Para o diretor, o respeito, a empatia e a humanização do atendimento não só para clientes, mas também para funcionários, são pontos cruciais para o sucesso da La Femme. Mesmo com a pandemia, a empresa está prosperando. Prestes a abrir a segunda unidade, em Araçatuba, a empresa já tem planos de inaugurar a terceira loja física em 2021, em São José do Rio Preto, cidade natal da família.
Contra a tradição: da venda física para o e-commerce
Atualmente, o e-commerce ocupa um espaço considerável dentro da empresa, mas nem sempre foi assim. Quando a ideia das vendas diretas ao consumidor por meio da internet foi oferecida à fábrica, houve relutância. “Eles pensavam: como vou vender meu produto na internet se o lojista está vendendo no ponto físico?”, conta José Augusto. A presença online da La Femme começou tímida em 2017, usando um marketplace. Gradualmente, a marca foi ganhando espaço em sites como Dafiti e Mercado Livre.
Um ano e meio depois, a fabricante de calçado viu seu e-commerce nascer. “Foi super positivo, cheio de aprendizados. A venda online é muito diferente da venda física”, comenta o diretor ao relembrar o processo. Segundo ele, o ambiente digital faz com que os clientes tenham inspiração e desejem os produtos, estimulando as vendas. “É a vitrine da marca.”
Durante a pandemia, o e-commerce da La Femme ajudou nas vendas, mesmo que em um volume muito pequeno se comparado ao montante total da fábrica. Ainda assim, cresceu quase três vezes mais do que no ano passado. Ele explica que o novo modo de vendas está ganhando importância dentro da fábrica, representando 5% das vendas de toda produção.
Um dos projetos mais recentes da marca – que surgiu durante a quarentena – é disponibilizar um site focado no modelo B2B, ou seja, da fábrica para os atacadistas. O novo canal deve ficar pronto entre o final de outubro e o começo de novembro. “O papel dos representantes e da indústria será um mix do online e offline e do antigo com o novo”, afirma José Augusto.

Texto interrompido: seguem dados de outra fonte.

PR #16, opened 2018-11-29
Change envelope reset behavior

Pigu-A:
Also, I think I'll do instrument file importing next since you have the problem understanding some of them.


rerrahkr:

PR #20, opened 2018-11-30
Split FM envelope copy/paste to multiple lines

jimbo1qaz:
Multi-line format and trailing comma allows easily reordering operators in a text editor like Sublime or Notepad++.

I'm already using this change, it makes algorithm switching (and reordering ops) very easy.

This code could use some unit tests. And the massive regex could be replaced.


rerrahkr:

PR #30, opened 2018-12-16
Create BambooTracker.1

alexmyczko:
a basic first manual page, feel free to enhance as needed.

### DIFF
--- a/BambooTracker.1
+++ b/BambooTracker.1
@@ -1,0 +1,25 @@
+.TH BambooTracker 1 "December 15 2018"
+.SH NAME
+BambooTracker \- YM2608 (OPNA) tracker
+.SH SYNOPSIS
+.B BambooTracker
+.RI " files" ...
+.br
+.SH DESCRIPTION
+This manual page documents briefly the
+.B BambooTracker
+command.
+.PP
+\fBBambooTracker\fP is a tracker for YM2608 (OPNA) which was used in NEC PC-8801/9801 series computers.
+.SH OPTIONS
+No options are supported.
+.SH SEE ALSO
+.BR cheesecutter (1),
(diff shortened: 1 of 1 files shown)


BambooTracker.1
```diff
@@ -0,0 +1,25 @@
+.TH BambooTracker 1 "December 15 2018"
+.SH NAME
+BambooTracker \- YM2608 (OPNA) tracker
+.SH SYNOPSIS
+.B BambooTracker
+.RI " files" ...
+.br
+.SH DESCRIPTION
+This manual page documents briefly the
```
OPNA2608:
```suggestion
This manual page briefly documents the
```
or
```suggestion
This manual page quickly summarizes the
```
would be better / more correct.

OPNA2608:
I think it'd make sense to document all/most of the key commands described in the [README](https://github.com/rerrahkr/BambooTracker/blob/86428063251b90a859633b1e8adf5da1215f2a8c/README.md), especially since there isn't much else to say in a man page about a switchless GUI application imo.

alexmyczko:
I agree, however to have a debian package, it is required to have one:
https://www.debian.org/doc/debian-policy/ch-docs.html
although many don't (it is considered a bug):
https://lintian.debian.org/tags/binary-without-manpage.html

rerrahkr:
I really do appreciate everyone's help as I do not know much about Linux.

BambooTracker.1
rerrahkr: I will fix it when I edit other documents.

rerrahkr: fixed 7a934324d9e569d2e62200cad954dda2c148f4fd

Issue #17, opened 2018-11-30
Enhancement: use system's config directory


OPNA2608:
While the current system of storing the configuration `config.json` in the current directory works well enough, it would be desirable to save it to and load it from a fixed directory in a cross-platform way (meaning no hardcoded Windows path or otherwise Windows-only solution).

Using QSettings in IniFormat (or NativeFormat, which uses the Registry on Windows) seems convenient for this purpose:
http://doc.qt.io/qt-5/qsettings.html

This isn't anything super urgent, so it doesn't require to be implemented immediately, but it'd be nice to see in the future _:)_

OPNA2608:
Implemented with https://github.com/rerrahkr/BambooTracker/pull/31, closing!

PR #31, opened 2018-12-16
Replacing Json config with QSettings

OPNA2608:
This addresses #17.

This PR replaces the Json-based configuration stored in `./config.json` with a pwd-independent `QSettings` setup and removes the now unused `Json` class.
The structure of the new `ConfigurationHandler` is about the same as the `Json` class, but replaces the Json-construction and file reading with `QSettings` calls.

Under *nix, the configuration can now be located under:
  `~/.config/BambooTracker/BambooTracker.ini`
[It appears this file will be somewhere under APPDATA on Windows](http://doc.qt.io/qt-5/qsettings.html#setPath), but I can't check what the exact location is.

The `ConfigurationHandler::organization` and `ConfigurationHandler::application` fields can be adapted as you see fit, they'll primarily adjust the path of the resulting .ini file, as explained on the doc page linked above. (`~/.config/<organization>/<application>.ini` under *nix)

---
**After merging this, BambooTracker will use the same configuration, no matter where you start it from, but you should mention in the next release notes that users will have to readjust their settings!**


OPNA2608:
I added another commit that reduces the `weak_ptr.lock()`ing and reads the passed config during the `readConfiguration` method and writes the currently set value back in case a field is missing from the configuration file or the whole file doesn't exist.
* `std::__cxx11::string` have to be capsuled in `QString`s because they don't natively convert to the required `QVariant` type
* `size_t` fields need to be handled like this, else compilation fails because `QVariant(long unsigned int)` couldn't be handled:
```cpp
QVariant pageJumpLengthWorkaround;
pageJumpLengthWorkaround.setValue(configLocked->getPageJumpLength());
```

@rerrahkr Does this look okay or do you suggest changes?

OPNA2608:
Ah whoops, I forgot about that :man_facepalming:. Thanks for pointing it out!

rerrahkr:
Thanks for your contribution!

PR #36, opened 2018-12-18
Update BambooTracker.desktop

trebmuh:
adds French comment and Generic name, and remove the final point (consistency with others desktop files)

### DIFF
--- a/BambooTracker.desktop
+++ b/BambooTracker.desktop
@@ -2,9 +2,11 @@
 Name=BambooTracker
 GenericName=OPNA Tracker
 GenericName[jp]=OPNAのトラッカーです
-Comment=A tracker for the YM2608 (OPNA), which was used in NEC PC-8801/9801 series of computers.
+GenericName=Tracker OPNA
+Comment=A tracker for the YM2608 (OPNA), which was used in NEC PC-8801/9801 series of computers
 Comment[jp]=このアプリケーションはNEC PC-8801/9801シリーズに搭載されていたFM音源YM2608(OPNA)向けのトラッカーです。
-Comment[de]=Ein Tracker für den YM2608 (OPNA), welcher in NECs PC-8801/9801 Serien an Computern verwendet wurde.
+Comment[de]=Ein Tracker für den YM2608 (OPNA), welcher in NECs PC-8801/9801 Serien an Computern verwendet wurde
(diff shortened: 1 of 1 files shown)


BambooTracker.desktop
```diff
@@ -2,9 +2,11 @@
 Name=BambooTracker
 GenericName=OPNA Tracker
 GenericName[jp]=OPNAのトラッカーです
-Comment=A tracker for the YM2608 (OPNA), which was used in NEC PC-8801/9801 series of computers.
+GenericName=Tracker OPNA
```
OPNA2608: I think you forgot the locale specification
```suggestion
 GenericName[fr]=Tracker OPNA
```

BambooTracker.desktop
```diff
@@ -2,9 +2,11 @@
...
+Comment=A tracker for the YM2608 (OPNA), which was used in NEC PC-8801/9801 series of computers
 Comment[jp]=このアプリケーションはNEC PC-8801/9801シリーズに搭載されていたFM音源YM2608(OPNA)向けのトラッカーです。
-Comment[de]=Ein Tracker für den YM2608 (OPNA), welcher in NECs PC-8801/9801 Serien an Computern verwendet wurde.
+Comment[de]=Ein Tracker für den YM2608 (OPNA), welcher in NECs PC-8801/9801 Serien an Computern verwendet wurde
+Comment[de]=Un tracker pour le YM2608 (OPNA), qui fut utilisé dans la séries d'ordinateurs NECs PC-8801/9801
```
OPNA2608:
```suggestion
Comment[fr]=Un tracker pour le YM2608 (OPNA), qui fut utilisé dans la séries d'ordinateurs NECs PC-8801/9801
```

OPNA2608:
Thanks for catching the extra dots, I only run a bare WM which doesn't utilize .desktop files!

trebmuh:
Good catch @OPNA2608 :+1: 

That's what happen when you:
- try to package another software
- have a discussion about a different topic on IRC
- manage to fix a coat rack without having propers tools to use
- try to answer all and every questions of a 8yo niece
- think you should focus on only one thing at a time
- and because that's not enough, decide to contribute a 2-liners to BambooTracker

:smile:

rerrahkr:

PR #37, opened 2018-12-21
Support the WOPN instrument format

jpcima:
Hello. It's a first attempt to add @Wohlstand's OPNI file format. A [specification](https://github.com/Wohlstand/OPN2BankEditor/blob/master/Specifications/WOPN-and-OPNI-Specification.txt) is available here.

The specification is for two formats : a `.wopn` file is a bank, `.opni` is a single instrument.
This patch adds `.opni` only, using a MIT-licensed part from libOPNMIDI.
(This same library code permits to add `.wopn` support later easily; it should be only a matter of implementing user interface where patches can be imported from a list)

For information, WOPN is the format of [libOPNMIDI](https://github.com/Wohlstand/libOPNMIDI) and [OPN2BankEditor](https://github.com/Wohlstand/OPN2BankEditor), it has some adoption in a few projects, among which is the engine gzdoom, and a FM synth which I make. The bank [DMXOPN2](https://github.com/papiezak/DMXOPN2) is current work using WOPN.

For single instrument files, it's possible to have a few here: (may have a few outdated or bad)
https://github.com/Wohlstand/OPN2BankEditor/tree/master/Bank_Examples/Instruments

### DIFF
--- a/BambooTracker/BambooTracker.pro
+++ b/BambooTracker/BambooTracker.pro
@@ -161,7 +161,8 @@ SOURCES += \
     gui/color_palette.cpp \
     gui/command/pattern/paste_overwrite_copied_data_to_pattern_qt_command.cpp \
     command/pattern/paste_overwrite_copied_data_to_pattern_command.cpp \
-    io/file_io_error.cpp
+    io/file_io_error.cpp \
+    format/wopn_file.c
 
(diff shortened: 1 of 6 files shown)


rerrahkr:
Thanks for your contribution!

O caminho inverso da globalização: do interior para o mundo
Com experiência profissional no varejo e em marcas renomadas da indústria, o diretor da La Femme reconhece que há um “gap gigantesco” entre pequenos fabricantes e grandes nomes do ramo de vestuário. De acordo com ele, as indústrias menores são voltadas em grande parte a atender lojistas por meio de representantes, em vez de ter como core business o consumidor final. “Há uma carência muito grande nas fábricas do interior porque elas detêm o mercado e a produção e ficam à mercê dos grandes lojistas e varejistas”, afirma.
Ainda segundo José Augusto, uma das principais intenções da empresa é trazer o marketing e posicionamento de marca para dentro da fábrica, valorizando a produção própria. Ele conta que, hoje em dia, 80% do que é produzido é voltada para os calçados da La Femme, enquanto 20% é destinado a fabricar para outras marcas.